Matrix Multiplication Calculator

What is Matrix Multiplication?

Matrix multiplication is a binary operation that produces a new matrix from two input matrices. For the product AB to be defined, the number of columns in A must equal the number of rows in B. If A is an m×n matrix and B is an n×p matrix, the resulting matrix C = AB is an m×p matrix.

Each element C[i][j] is computed as the dot product of the i-th row of A and the j-th column of B.
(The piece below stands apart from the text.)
PR #2625, opened 2020-10-27
[common.h] Mark another entry point as "unused".

tkoeppe:
For rationale, see #2241, eeb1044; this annotates a newly added variable as unused.

### DIFF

How Matrix Multiplication Works

The Dot Product Method

Take row i of matrix A.
Take column j of matrix B.
Multiply corresponding elements and sum the products.
The result is element C[i][j].
Repeat for every combination of rows from A and columns from B.

Key Properties

Not Commutative

In general, AB does not equal BA. Order matters.

AB ≠ BA (in general)

Associative

Grouping does not affect the result.

(AB)C = A(BC)

Distributive

Multiplication distributes over addition.

A(B + C) = AB + AC

Identity

The identity matrix leaves any matrix unchanged.

AI = IA = A

Applications

Matrix multiplication is essential in computer graphics (transformations, rotations, projections), machine learning (neural network forward passes), physics (quantum mechanics, relativity), economics (input-output models), and engineering (systems of differential equations). It is one of the most important operations in computational mathematics.

Common Pitfalls

Always verify that the inner dimensions match: columns of A must equal rows of B.
Remember that matrix multiplication is not commutative.
The result dimensions are: rows of A by columns of B.
Each element requires n multiplications and (n-1) additions, where n is the shared dimension.